Issue #1958, opened 2022-09-22
Bug(v1): AWS aws_ec2_instances should have state_transition_reason_time


disq:
Which is regex matched/parsed from the state_transition_reason text to a time struct in the previous provider... Used in policies to determine when the instance was stopped. Or we need to find another way to determine the stop time.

* Task details
Reproduce the listing verbatim.

* Exercise output
Issue #1958, opened 2022-09-22
Bug(v1): AWS aws_ec2_instances should have state_transition_reason_time


disq:
Which is regex matched/parsed from the state_transition_reason text to a time struct in the previous provider... Used in policies to determine when the instance was stopped. Or we need to find another way to determine the stop time.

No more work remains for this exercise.